PR #310, opened 2019-05-06
✨(plugins) allow application template override

jmaupetit:
## Purpose

We often need to redefine a single template file for a tray, _i.e._ to customize a secret or a deployment for a customer/environment.

## Proposal

We made this possible using the `merge_with_app` filter: considering that we want to override only Richie's application secret, one will need to declare a new secret template and override the secret path in the customer/environment variables file (_e.g._ `group_vars/customer/foo/staging/main.yml`):

```yaml
apps:
  - name: richie
    services:
      - name: app
        templates:
          - group_vars/customer/fun/apps/richie/templates/richie/secret.yml.j2
```

This will override the default secret template (refered as `apps/richie/templates/richie/secret.yml.j2`).

### DIFF
--- a/filter_plugins/merge.py
+++ b/filter_plugins/merge.py
@@ -3,6 +3,7 @@ Merge Jinja filters
 """
 
 from copy import deepcopy
+from pathlib import Path
 
 from ansible.errors import AnsibleFilterError
 from ansible.utils.encrypt import random_password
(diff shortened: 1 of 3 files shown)


filter_plugins/merge.py
```diff
@@ -51,8 +52,26 @@ def merge_with_app(base, new):
...
+                # as they both share the same file name, e.g. foo.yml, the new
+                # one will be used and the old one ignored.
+                base_service[k] = sorted(
+                    list(
+                        set(
+                            new_service[k]
+                            + [
+                                f
+                                for f in base_service[k]
+                                if Path(f).name not in new_service_files
```
sampaccoud: not sure how there could be duplicates since you are checking that the file name if not in new_service[k].

jmaupetit: True. There cannot be duplicates anymore.

sampaccoud (approved):

PR #312, opened 2019-05-07
🐛(playbook) fix display name for new projects

jmaupetit:
## Purpose

When creating a new project using the `create_project.yml` playbook, the project display name field is empty.

## Proposal

- [x] fix the expected "display name" field name
- [x] make project definition more explicit

FTR the Project object schema reference is available at:
https://docs.openshift.com/online/rest_api/apis-project.openshift.io/v1.Project.html#object-schema

### DIFF
--- a/create_project.yml
+++ b/create_project.yml
@@ -17,13 +17,14 @@
 
     - name: Make sure the project exists in OpenShift and is up-to-date
       k8s:
-        api_version: v1
-        kind: Project
-        name: "{{ project_name }}"
-        resource_definition:
-          description: "{{ project_description|default(project_display_name)|default(project_name) }}"
-          display_name: "{{ project_display_name|default(project_name) }}"
         state: present
+        definition:
+          apiVersion: project.openshift.io/v1
+          kind: Project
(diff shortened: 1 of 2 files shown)


create_project.yml
```diff
@@ -17,13 +17,14 @@
 
     - name: Make sure the project exists in OpenShift and is up-to-date
       k8s:
-        api_version: v1
-        kind: Project
-        name: "{{ project_name }}"
-        resource_definition:
-          description: "{{ project_description|default(project_display_name)|default(project_name) }}"
-          display_name: "{{ project_display_name|default(project_name) }}"
```
sampaccoud, line 25: There seem to be a change in the format as well that is not described in the commit message?

jmaupetit: `definition` is an alias for `resource_definition`. I preferred moving all fields for this object as `definition` field children instead of mixing `definition` and `k8s` Ansible module arguments. This change is stated in the commit message by:

> changed the object definition to make it more explicit.

sampaccoud (approved):

PR #333, opened 2019-06-12
⚡️(apps) increase healthchecks periodicity

jmaupetit:
## Purpose

When a database service is not available, the frequency of our pods healthcheck is so high that our platform suffers then from a heavy load.

## Proposal

- [x] increase liveness/readiness probes `periodSeconds`

### DIFF
--- a/apps/edxapp/templates/services/cms/_dc_base.yml.j2
+++ b/apps/edxapp/templates/services/cms/_dc_base.yml.j2
@@ -93,7 +93,7 @@ spec:
               - "-c"
               - "python manage.py {{ service_variant }} celery inspect ping -d celery@{{ celery_worker.name }}.%$(hostname)"
           initialDelaySeconds: 120
-          periodSeconds: 5
+          periodSeconds: 30
         readinessProbe:
           exec:
             command:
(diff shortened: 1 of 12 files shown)


apps/edxapp/templates/services/cms/_dc_base.yml.j2
```diff
@@ -93,15 +93,15 @@ spec:
...
+          periodSeconds: 30
         readinessProbe:
           exec:
             command:
               - "/bin/bash"
               - "-c"
               - "python manage.py {{ service_variant }} celery inspect ping -d celery@{{ celery_worker.name }}.%$(hostname)"
           initialDelaySeconds: 60
-          periodSeconds: 3
+          periodSeconds: 10
```
lunika, line 104: this can maybe increase a little bit more as we know this check consume a lot ?

jmaupetit: This is a readiness probe, not liveness.

lunika: :+1:

lunika (approved):

PR #337, opened 2019-06-20
✨(playbook) ensure secrets exist before deploying

jmaupetit:
## Purpose

When updating a vault content, we often forget to regenerate our secrets before re-deploying an application. In this case, the deployment fails and we need to clean up our newly created orphan stack.

To prevent this failure, @lunika suggested that we check secrets before deploying.

## Proposal

- [x] Add a new `check_app_secrets` task set

### DIFF
--- a/tasks/check_app_secrets.yml
+++ b/tasks/check_app_secrets.yml
@@ -1,0 +1,39 @@
+# Check expected app secrets exists. This is useful to avoid deploying an
+# application for which secrets have not been created first.
+
+- name: Does current app has secrets?
+  set_fact:
+    app_has_secrets: "{{
+      app |
+      json_query('services[*].templates[]') |
+      map('regex_search', '.*/secret.*\\.yml\\.j2$') |
+      select('string') | list | length > 0
+    }}"
+  tags: secret
+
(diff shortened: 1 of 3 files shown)


tasks/check_app_secrets.yml
```diff
@@ -0,0 +1,39 @@
...
+    api_version: "v1"
+    namespace: "{{ project_name }}"
+    kind: Secret
+    label_selectors:
+      - app={{ app.name }}
+  register: existing_secrets
+  when: app_has_secrets
+  tags: secret
+
+- name: "Filter secrets matching expected checksum {{ app_vault_checksum }}"
```
jmaupetit: Not sure that `app_vault_checksum` is always matching the current application if `apps_filter` contains multiple apps. I'll improve this.

jmaupetit: Fixed.

sampaccoud:
Why do I feel stigmatized by this PR? Good move @lunika ^^

jmaupetit:
>Why do I feel stigmatized by this PR?

We are all on the same boat :wink:

lunika (approved):

PR #338, opened 2019-06-20
✨(playbook) add delete_previous playbook

jmaupetit:
## Purpose

Being able to remove an old previous stack is useful to lower k8s cluster load. 

## Proposal

This new playbook should be used with caution only for stacks that will never be switched back.


delete_previous.yml
```diff
@@ -0,0 +1,33 @@
...
+    - name: Display playbook name
+      debug: msg="==== Starting delete_previous playbook ===="
+      tags: deploy
+
+    - import_tasks: tasks/set_vars.yml
+
+    - name: Check if apps_filter is defined
+      fail:
+        msg: "This project contains several apps, the `apps_filter` variable should be defined"
+      when: apps_filter is not defined and apps | length > 1
```
jmaupetit: This task is used in 3 different playbooks, should we extract it in a new task set and import it? Ping @lunika

lunika: I think you can, yes.

CHANGELOG.md
```diff
@@ -13,6 +13,8 @@ Versioning](http://semver.org/spec/v2.0.0.html).
 - Optimize `edxapp` workers liveness probe frequency and replication to lower
   base cluster load
 - Ensure expected secrets exists before deploying an application
+- Add `delete_previous.yml` playbook to delete previous stacks (should be used
+  with caution)
```
jmaupetit, line 15: Wrong section.

lunika (approved):

PR #339, opened 2019-06-20
✨(playbook) add blue-green rollback

### LINKED ISSUE #134: Add a switch-back playbook
## Purpose

In some cases, being able to restore the previous state to the current one would be a lovely feature.

## Proposal

Following the `switch.yml` playbook, we need to:

- switch previous to current
- switch current to next
- delete next (if any)

jmaupetit:
## Purpose

Using a blue-green deployment strategy, we need to be able to easily rollback a previous stack as the current one.

## Proposal

- [x] add `rollback.yml` playbook

Fix #134

### DIFF
--- a/rollback.yml
+++ b/rollback.yml
@@ -1,0 +1,28 @@
+---
+# This playbook rolls back all routes:
+# 1. point the "current" route to the stack that was pointed by the "previous" route,
+# 2. point the "next" route to the stack that was pointed by the "current" route,
+
+- hosts: local
+  gather_facts: False
+
+  pre_tasks:
+    - import_tasks: tasks/check_configuration.yml
+    - import_tasks: tasks/check_apps_filter.yml
+
+  tasks:
+    - name: Display playbook name
+      debug: msg="==== Starting rollback playbook ===="
+      tags: rollback
+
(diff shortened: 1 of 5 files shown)


rollback.yml
```diff
@@ -0,0 +1,27 @@
...
+  gather_facts: False
+
+  pre_tasks:
+    - import_tasks: tasks/check_configuration.yml
+    - import_tasks: tasks/check_apps_filter.yml
+
+  tasks:
+    - name: Display playbook name
+      debug: msg="==== Starting rollback playbook ===="
+      tags: deploy
```
lunika:
```suggestion
      tags: rollback
```

rollback.yml
```diff
@@ -0,0 +1,27 @@
...
+
+    - import_tasks: tasks/set_vars.yml
```
lunika, line 18: You should also add the `rollback` tag or it will skip it if you use the tag.

lunika (commented):
Can you add a helper in the `bin` directory to ease the use of this playbook ?
Thanks.

jmaupetit:
> Can you add a helper in the bin directory to ease the use of this playbook ?

Done.

lunika (approved):

PR #348, opened 2019-07-15
⚡️(edxapp) decrease celery worker probes load

jmaupetit:
## Purpose

We still have heavy load issues in production due to our celery worker probes.

## Proposal

Using celery commands wrapped in a Django management command leads to an heavy load that is not suitable to be run for pod probes. We believe that this heavy load is mostly due to the huge edx Django stack that should perform some checking while loading.

- [x] use configured/native `celery` commands
- [x] performance live checks every 15 minutes

### DIFF
--- a/apps/edxapp/templates/services/cms/_dc_base.yml.j2
+++ b/apps/edxapp/templates/services/cms/_dc_base.yml.j2
@@ -91,15 +91,15 @@ spec:
             command:
               - "/bin/bash"
               - "-c"
-              - "python manage.py {{ service_variant }} celery inspect ping -d celery@{{ celery_worker.name }}.%$(hostname)"
+              - "celery -b redis://redis:{{ redis_app_port }} inspect ping -d celery@{{ celery_worker.name }}.%$(hostname)"
           initialDelaySeconds: 120
-          periodSeconds: 400
+          periodSeconds: 600
         readinessProbe:
           exec:
             command:
               - "/bin/bash"
               - "-c"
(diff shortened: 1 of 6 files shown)


apps/edxapp/templates/services/cms/_dc_base.yml.j2
```diff
@@ -91,15 +91,15 @@ spec:
             command:
               - "/bin/bash"
               - "-c"
-              - "python manage.py {{ service_variant }} celery inspect ping -d celery@{{ celery_worker.name }}.%$(hostname)"
+              - "celery -b redis://redis:{{ redis_app_port }} inspect ping -d celery@{{ celery_worker.name }}.%$(hostname)"
           initialDelaySeconds: 120
-          periodSeconds: 400
+          periodSeconds: 900
```
sampaccoud: Maybe you don't need to increase it anymore now that you optimized it?

jmaupetit: Yup, but I think that: i. we should have a period that corresponds to a minute-based granularity (_e.g._ 10 minutes), and, ii. we agreed that given the number of replicates and pods affinity, something like `x>=10` minutes should be ok to restart a worker that handles asynchronous jobs. Can we agree on `600` seconds?

sampaccoud: ok

sampaccoud (approved):

PR #536, opened 2020-08-21
♻️(richie) inject configmap environment in all jobs to allow defining required settings

sampaccoud:
## Purpose

We want to add an environment variable to our configmap for a setting that is required. Our jobs are breaking because the configmap env is not injected.

## Proposal

Modify the template definition for all jobs to inject the configmap env.

### DIFF
--- a/CHANGELOG.md
+++ b/CHANGELOG.md
@@ -14,6 +14,7 @@ Versioning](http://semver.org/spec/v2.0.0.html).
 
 ### Changed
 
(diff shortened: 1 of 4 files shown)


lunika (approved):

sampaccoud:
@madmatah I have second thoughts on this as we can just add the setting to secrets (which is already overriden in our richie projects deployments...). Do you think it is not appropriate?

PR #542, opened 2020-09-03
🐛(playbook) fix the `delete_app` task to avoid timeout

madmatah:
## Purpose

When executing a `clean` on a project having `Cronjob` objects, it fails with a timeout on the step `Wait for objects of kind Pod to be deleted`.

The reason is that we are trying to delete pods before cronjobs.
As soon as we delete a pod related to a cronjob (or a job), it is automatically re-created.
And we can wait forever for the pods to be deleted.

☆ ☆ ☆

* Required action: Your answer must consist only of the lines from the one with "The reason is" through the final line of the entries, each retyped exactly.

* Answer to the problem:
The reason is that we are trying to delete pods before cronjobs.
As soon as we delete a pod related to a cronjob (or a job), it is automatically re-created.
And we can wait forever for the pods to be deleted.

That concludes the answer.